So I've been trying to figure out what is wrong by poking around with the VOM. The battery sits in a box under the inside step. The ground goes to the frame and after some serious scraping, I measured 12 V from the positive terminal to the frame so I think my ground is OK. The Plus wire however, makes a rather complicated journey that I hope you guys can help me with.
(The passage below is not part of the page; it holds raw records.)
PR #14815, opened 2026-08-14
🔌 fix: Preserve MCP `serverInstructions` Declaration Through Inspection

### LINKED ISSUE #14798: [Bug]: Reading the tool list invalidates a librechat.yaml MCP server — GET /api/mcp/tools returns zero tools and flips status to disconnected, for the rest of the process
## What happened?

An MCP server declared in `librechat.yaml` starts healthy, and one `GET /api/mcp/tools` permanently breaks it in the UI. From that request onward the server reports zero tools and a `disconnected` status, for the rest of the process lifetime, while its tools continue to work in chat.

A single clean-room sequence shows it. The status probe is the first MCP request made after boot; nothing else touches the MCP endpoints:

```
this boot's MCP init complete after 4s
MCP requests before the probe (must be 0): 0
1. status immediately after boot, before any tools call : connected
2. GET /api/mcp/tools (triggers lazy init)              : 0 tools
3. status after that call                               : disconnected
4. status again, 3s later                               : disconnected
```

Reproduced identically on two consecutive clean runs. The server is fine at step 1. The request at step 2 is the one that breaks it, and it breaks itself — it is the call that returns zero tools.

Expected: reading the tool list does not invalidate the server.

The server is a plain `stdio` server — no OAuth, no `obo`, no `customUserVars`, no `{{LIBRECHAT_*}}` placeholders, `startup` not set.

### Scope

The runtime is unaffected: agents already holding these tools keep calling them, and `tools/call` traffic continues throughout. What breaks is everything that reads server state through the HTTP API:

- The Agent Builder tool picker is empty, so the server's tools cannot be attached to a new agent.
- The MCP settings panel shows **disconnected**. Clicking **Reinitialize** returns a success notification and the badge stays disconnected.
- Any admin check reading `/api/mcp/tools` or `/api/mcp/connection/status` reports a healthy server as broken.

Because the UI polls `/api/mcp/tools` on load, in practice the damage happens on the first page load after every restart, and the healthy window at step 1 is never observed by a user.

### Root cause

At boot the server is inspected once and an app-shared connection is opened against that inspection. The first request that resolves the server *for a user* re-inspects it, producing a second config object. Everything downstream compares the live connection against that second object and concludes the connection no longer matches the config.

**Boot.** `MCPServerInspector.inspect()` opens a temporary connection, caches `toolFunctions` on the parsed config — call its timestamp `T1` — and closes it (`packages/api/src/mcp/registry/MCPServerInspector.ts:105`). `initializeMCPs` then calls `mcpManager.connectAppServers()`, which opens the app-shared connection at `T2 > T1` (`api/server/services/initializeMCPs.js:130`). Two log lines confirm both halves:

```
[MCP] Initialized with 1 configured server and 13 tools.
[MCP][example-mcp] Tool list changed; refreshed 13 tools
```

The first count comes from `getAppToolFunctions()`, which includes only configs satisfying `canUseAppConnection(config) && config.toolFunctions != null` (`packages/api/src/mcp/MCPManager.ts:378-386`), so it establishes directly that this server is eligible for an app connection and that its tool functions are populated. The second is `refreshToolList()` running on the connection that `connectAppServers()` just opened. Its failure warning, `[MCP] Failed to establish one or more app connections after inspection`, appears on no boot in the captured log.

This is the state at step 1 of the experiment, and the status endpoint agrees: **connected**.

**The first user-scoped resolve.** `getMCPTools` calls `getServerConfig(serverName, userId)`, whose read-through cache is keyed per user. It misses, so the server is inspected a *second* time and cached with a new timestamp `T3 > T2`:

```
[MCP][config][example-mcp] Lazy-initializing config-source server
[MCP][config][example-mcp] Initialized: tools=<13 names elided>, duration=1527ms
```

**Consequence 1 — the status flips.** `getServerConnectionStatus` compares the live connection against the config the request resolved (`api/server/services/MCP.js:1369-1370`, mapped to a state at `1376-1378`):

```js
  const connection = appConnections.get(serverName) || userConnections.get(serverName);
  const isStaleOrDoNotExist = connection ? connection?.isStale(config.updatedAt) : true;
```

with staleness being a bare timestamp comparison (`packages/api/src/mcp/connection.ts:2734-2736`):

```ts
  public isStale(configUpdatedAt: number): boolean {
    return this.createdAt < configUpdatedAt;
  }
```

Before the re-inspection this is `T2 < T1` — false, so **connected**. After it, the same healthy connection is measured against `T3`: `T2 < T3` is true, so **disconnected**, permanently. The connection itself never changed.

This also explains why **Reinitialize** reports success without clearing the badge: it establishes a *user* connection, but the `||` above selects on presence rather than health, so the pre-existing app connection is chosen and re-measured against the same newer timestamp.

**Consequence 2 — the tool list empties.** `getServerToolFunctionsSnapshot` gates the app connection on exact structural equality between the base config and the one the request resolved (`packages/api/src/mcp/MCPManager.ts:427-434`):

```ts
      const effectiveConfig = serverConfig ?? (await registry.getServerConfig(serverName, userId));
      const useAppConnection =
        effectiveConfig != null &&
        canUseAppConnection(effectiveConfig) &&
        (await registry.isAppServerConfig(serverName, effectiveConfig));
      const existingAppConnection = useAppConnection
        ? await this.appConnections?.get(serverName)
        : null;
```

where the comparison is (`packages/api/src/mcp/registry/MCPServersRegistry.ts:345-351`):

```ts
    const baseConfig = await this.getServerConfig(serverName);
    return baseConfig != null && deepEqual(baseConfig, effectiveConfig);
```

`baseConfig` is fetched with no `userId`; `effectiveConfig` is the merged map the controller passes (`api/server/controllers/mcp.js:219-231`). Two independent inspections of the same server need to differ in only one field for `deepEqual` to reject them — and `updatedAt` alone already differs, as consequence 1 measures directly. With the app connection gated off and no user connection outside a chat turn, the snapshot returns `null`.

Corroborating this from the other direction: across the 12 consecutive empty responses between `18:37:44.805` and `18:38:26.859` there is **zero** transport traffic for the server. Had `appConnections.get()` been reached it would have either returned the live connection (a non-empty listing) or built one and emitted a transport `initialize`. Neither happened, so the call was never made — consistent with `useAppConnection` being false.

**The `null` is then latched in.** The controller treats it as "no tools", logs at `debug`, and `continue`s past the cache write (`api/server/controllers/mcp.js:232-235`):

```js
      if (!serverTools) {
        logger.debug(`[getMCPTools] No tools found for server ${serverName}`);
        continue;
      }
```

Nothing is cached, so every later request repeats the failure with no retry. The adjacent comment — *"Empty is an authoritative catalog too; re-cache it after TTL expiry to avoid polling"* — shows an empty catalog is meant to be cached, but the `null` path exits before reaching it. Meanwhile the tool functions remain available the whole time: `[MCP Cache] Updated 13 tools for server example-mcp (app-level)` appears before the failing request, and `getAppToolFunctions` reads `config.toolFunctions` off the registry directly.

### Ruled out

From the battery terminal it makes a short run to what looks like kind of a power distribution "panel" although panel is too kind. It first goes to a terminal which appears to just be a place to make another connection to what I assume is an isolator. The connection between this terminal and the isolator is via a strange, flat piece of metal with a square object in the middle. I'm guessing that this is some kind of fuse???? There are two large terminals on the "isolator" (I'll call it an isolator but I'm not really sure). On the same terminal that the battery connects to (via the "fuse") there is another fairly thick wire. On the other terminal of the isoloator is another fairly thick wire. I'm guessing that one of these is from the converter and one is from the truck battery but I'm not clear which one is which. I know that the isolator keeps the house load from draining the truck battery but I don't really understand how the converter DC power fits in with everything. Would the converter POS be on the same terminal of the isolator as the battery Plus?There is also a small black wire that connects to the base of the isolator. Is that the emergency start line that connects the house battery to the truck battery for extra starting power?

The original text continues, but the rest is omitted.